* [Task to carry out] The answer must be the full listing, written out exactly.

* [Supplied material]
Issue #3781, opened 2021-05-19
File scope $variables ignored if a file is used by another file


nophead:
OpenSCAD 2021.05.11.ci7927  breaks my library. OpenSCAD 2021.03.24.ci7656  was the last snapshot I tried that worked.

* [Exercise response]
Issue #3781, opened 2021-05-19
File scope $variables ignored if a file is used by another file


nophead:
OpenSCAD 2021.05.11.ci7927  breaks my library. OpenSCAD 2021.03.24.ci7656  was the last snapshot I tried that worked.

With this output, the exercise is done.